Source data:
PR #175, opened 2020-05-15
Add ripemd definitions

mvandeberg:
As proposed in #117, there are no definitions for the ripemd family of hashes.

The previous PR would have been sufficient with the given feedback, but the author never made the requested changes and the PR is now over a year old.

This PR would replace #117.

It conforms to feedback on #117, with the more common ripemd-160 hash using the one byte space and the less common algorithms using the two byte space.

0x52 was chosen somewhat arbitrarily as the ASCII encoding of 'R'.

**Required work**: Copy all of the data above, character for character.

**Solution below**:
PR #175, opened 2020-05-15
Add ripemd definitions

mvandeberg:
As proposed in #117, there are no definitions for the ripemd family of hashes.

The previous PR would have been sufficient with the given feedback, but the author never made the requested changes and the PR is now over a year old.

This PR would replace #117.

It conforms to feedback on #117, with the more common ripemd-160 hash using the one byte space and the less common algorithms using the two byte space.

0x52 was chosen somewhat arbitrarily as the ASCII encoding of 'R'.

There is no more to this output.